The title story, "The Golden Man", is interesting in that it essentially predicts the entire X-Men comic/movie franchise - humans developing mutations that give all sort of special abilities. There are 87 known types of mutants including chameleons, pre-cogs, telepaths, psychokinetics, teleporters, and others. The DCA hunts down mutants and "euths" them to insure they don't out-evolve homo-sapiens. The Golden Man turns out to be a new type of mutant. What's weird is that the story was used as the basis of a movie called "Next", starring Nicolas Cage, that had almost nothing to do with the original story.
"Small Town" reads like an original Twilight Zone episode with a downtrodden husband who escapes daily life by building a detailed model railroad layout in his basement that's an exact duplicate of his small town. It's a fun read even if it's not hard to guess where the story is heading.

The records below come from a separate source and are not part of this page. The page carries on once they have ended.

PR #6675, opened 2025-06-29
fix(input-controller): update keymap UI on backspace in layout emulator (@47th)

47th:
### Description

Fixes the keymap UI not highlighting the current letter to be typed when backspaced to a previous word in layout emulator.

https://github.com/user-attachments/assets/12ba72d8-567b-4097-bbf6-407814140545


Miodec:
Thanks

PR #6694, opened 2025-07-04
impr(ligatures): always enable in Zen and Custom modes for always correct script rendering (@byseif21)

byseif21:
### Description

fixes broken ligature rendering in zen mode by always enabling ligatures, ensuring that scripts like Arabic etc .. display correctly and words connect as expected in any scenario or direction!.


Miodec (approved):
Thanks

PR #6695, opened 2025-07-06
impr(caret): handle mixed language direction (@byseif21)

byseif21:
### Description
enhances the caret positioning logic to support mixed language directions (LTR and RTL) within words. It introduces a new hasRTLCharacters utility function to detect RTL characters in individual words, allowing the caret to adjust dynamically based on word-specific direction rather than relying solely on the language's default direction

#### notes:
* tested no affect to the normal single direction.
* no tap mode handle included 
 * related #6694 #6666


Miodec:
Also, i noticed rtl words are not correctly "connected". And even though  we are chcking if its rtl, the caret still starts on the left side:

image

Miodec:
Thanks

PR #6701, opened 2025-07-07
fix(test): funbox does not remember settings (@fehmer)

### LINKED ISSUE #6700: Simon Says keymap setting persists

- [x] I have cleared my cache

Yes

Yes

Yes

Yes

### Account name

MonkeyPookie

### Account config

_No response_

### Current Behavior

When enabling the Simon Says funbox via the settings page and disabling it via the command line, the keymap setting remains at "next" instead of reverting to its previous value.

### Expected Behavior

The keymap setting should properly revert to its value prior to enabling and disabling the funbox.

### Steps To Reproduce

1. Go to the settings page
2. Enable the Simon Says funbox in behavior
3. Return to the test page
4. Disable the simon says funbox via the command line or the button next to test wordset
Keymap will be set to "next" mode, regardless of previous settings.

### Environment

- OS: macOS 15.5
- Browser: Google Chrome
- Browser Version: 138.0.7204.93 (Official Build) (arm64)

### Anything else?

_No response_

fehmer:
`funbox.applyConfig` was called twice when changing to test page. `funbox.rememberSettings` was saving the wrong setting, as it was called after the first `applyConfig`.

fixes #6700

### DIFF
--- a/frontend/src/ts/pages/test.ts
+++ b/frontend/src/ts/pages/test.ts
@@ -33,7 +33,6 @@ export const page = new Page({
       noAnim: true,
     });
     void TestConfig.instantUpdate();
-    void Funbox.activate();
     void Keymap.refresh();
     ScrollToTop.hide();
   },


Miodec:
Thanks

PR #6710, opened 2025-07-08
fix(leaderboard): use minTimeTyping from configuration (@fehmer)

fehmer:
We added `minTimeTyping` to the configuration but it was only used to create the indicies.


Miodec (approved):
Thanks

PR #6714, opened 2025-07-09
fix(zen): remove input length check to prevent jump to hidden line (@byseif21, @NadAlaba)

### LINKED ISSUE #6697: Viewport visibility bug in Zen Mode wrapping to a hidden 3rd line

- [x] I have cleared my cache

Yes

Yes

Yes

Yes

### Account name

_No response_

### Account config

_No response_

### Current Behavior

when typing if a word wraps near the end of the 2nd line, the caret jumps to a 3rd line which is not visible on screen, the text continues on a third line — but the viewport doesn’t scroll to reveal it.

As a result, the user continues typing on a hidden line, receiving no visual feedback, since the viewport remains locked to the first two lines.

### Expected Behavior

should all always remain visible

### Steps To Reproduce

1- Enable Zen Mode

2- Start typing a long sentence

3- Once you're near the end of the second line, type a word that ends two letters before the end of the line 

4- Press space — then type a big width letter, the caret jumps to the third line that is no longer visible on screen

### Environment

- OS:
- Browser:
- Browser Version:

### Anything else?

https://github.com/user-attachments/assets/be8b35b3-635d-4873-af86-d609f3a54196

byseif21:
Closes #6697

### DIFF
--- a/frontend/src/ts/controllers/input-controller.ts
+++ b/frontend/src/ts/controllers/input-controller.ts
@@ -731,10 +731,19 @@ function handleChar(
   //stop the word jump by slicing off the last character, update word again
   // dont do it in replace typos, because it might trigger in the middle of a wrd
   // when using non monospace fonts
+  /**
+   * NOTE: this input length > 1 guard, added in commit bc94a64,
+   * aimed to prevent some input blocking issue after test restarts.
+   *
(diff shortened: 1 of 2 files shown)


byseif21:
~~closed fixed in 9a6fe31a62231e6e4329bee9306a009c71698169~~

PR #6725, opened 2025-07-10
feat(ui): add hover effect to Monkeytype logo (@saurav0311)

saurav0311:
Previously, there was no hover effect on the Monkeytype logo in the dashboard.
This PR adds a subtle hover effect to enhance UX.


Miodec:
Thanks, but this change was not discussed - I don't really like how it looks.

PR #6730, opened 2025-07-12
fix(docker): use frontend url for firebase admin (@fehmer)

### LINKED ISSUE #6728: Docker: forgot password email not working
When trying to send password reset email on self hosted docker firebase attempts to send for the url of the main site

https://github.com/monkeytypegame/monkeytype/blob/master/backend/src/utils/auth.ts#L99-L105

fehmer:
fixes #6728


fehmer:
i guess we want this to be a config as well https://github.com/monkeytypegame/monkeytype/blob/master/backend/src/init/email-client.ts#L105

PR #7109, opened 2025-11-15
feat(quotes): Add custom length filter (@Leonabcd123)

Leonabcd123:
### Description

Added a new filter option in the quotes search page that allows the user to search for quotes by a minimum and a maximum length.

Implementing #1323

### DIFF
--- a/frontend/src/ts/modals/quote-search.ts
+++ b/frontend/src/ts/modals/quote-search.ts
@@ -91,20 +91,21 @@ function applyQuoteLengthFilter(quotes: Quote[]): Quote[] {
       if (usingCustomLength) {
         QuoteFilterPopup.quoteFilterModal.show(undefined, {});
         usingCustomLength = false;
+      } else {
+        const filteredQuotes = quotes.filter(
+          (quote) =>
+            (quote.length >= QuoteFilterPopup.minFilterLength &&
+              quote.length <= QuoteFilterPopup.maxFilterLength) ||
+            quoteLengthFilter.has(quote.group),
+        );
+
+        return filteredQuotes;
       }
-
-      const filteredQuotes = quotes.filter(
-        (quote) =>
-          (quote.length >= QuoteFilterPopup.minFilterLength &&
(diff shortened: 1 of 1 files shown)


frontend/src/html/popups.html
```diff
@@ -944,6 +948,15 @@
     </div>
   </div>
 </dialog>
+<dialog id="quoteFilterModal" class="modalWrapper hidden">
```
fehmer: lets use simple-modal instead, Example: https://github.com/monkeytypegame/monkeytype/blob/master/frontend/src/ts/pages/friends.ts#L69

Leonabcd123: cec251e618ab63bd136cc28a9e49ed073ee791f3

frontend/src/html/popups.html
```diff
@@ -915,6 +915,10 @@
           <i class="fas fa-check"></i>
           Approve quotes
         </button>
+        <button class="refreshQuotes">
+          <i class="fas fa-spinner"></i>
+          Refresh quotes
+        </button>
```
Miodec: Whats the point of this button?

Leonabcd123: Used it for handling refresh after popup was closed. Removed in 3e4cbbe2297c9b84b25f4d34066fb4c564f5aec3.

Miodec:
If you open the custom modal and then close it by clicking outside of it, it should clear the filter box, otherwise you get no results with the custom filter still selected
image

Leonabcd123:
Just used `hideCallsExec` to force users to enter min and max values.

Miodec:
> Just used `hideCallsExec` to force users to enter min and max values.

From a user experience point, i would rather have the ability to cancel out of the modal, instead of being forced to fill in the values.

Leonabcd123:
`afterClickAway` is now called after we click out of the modal. It seems that `customWrapperClickHandler` can only be defined for animated modals, so I added support for it in simple modals via `afterClickAway`.

Leonabcd123:
Should be good now.

Miodec:
Thanks

PR #7111, opened 2025-11-15
fix(language): add missing ligatures in french_10k (@Arkanosis)

Arkanosis:
In some words, only the ligature was missing; in others, the letters were too.

Missing ligature only:
 - cœur
 - œil
 - œuvre

Missing letters as well:
 - manœuvres
 - manœuvre
 - chœur
 - nœud
 - coup d'œil
 - blanc d'œuf


Arkanosis:
Rebased on top of master and fixed two other words for which both ligature and letters were missing:
 - rancœurs
 - crève-cœur

PR #7116, opened 2025-11-18
feat(funbox): Add rot13 funbox (@Leonabcd123)

Leonabcd123:
### Description

Added a new funbox mode that implements the rot13 cipher, shifting each character over by 13 places.

Implements #6565


Miodec:
Thanks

There are a few other moderately interesting stories and some forgettable ones. Overall worth a read if you come across the book but I'm not sure it's worth special effort to track it down. There are lots of better PKD books around. -
This review is for The Golden Man, not the rest in the stated anthology. A fan of the Nicolas Cage movie (why wouldn’t I be since I share the main character’s name and make a living as a mentalist) I looked for this short story to catch its roots. And I loved it.
It’s set nearly three-quarters of a century after the next war. Written in the 1950s and based on their perceptions then, it will be nuclear. From the radioactive areas are born the next humans - mutants. Humans fear the mutants because they could be the next “fittest species” that could kill us off.
So the DCA is there to protect us. Until the find Cris Johnson, a being capable of knowing all future events. He doesn’t need to guess; he knows!
They can’t kill him. He never makes mistakes.
I loved reading this. It’s born from a era of paranoia for the future, its unknown factors, and a fear of extinction.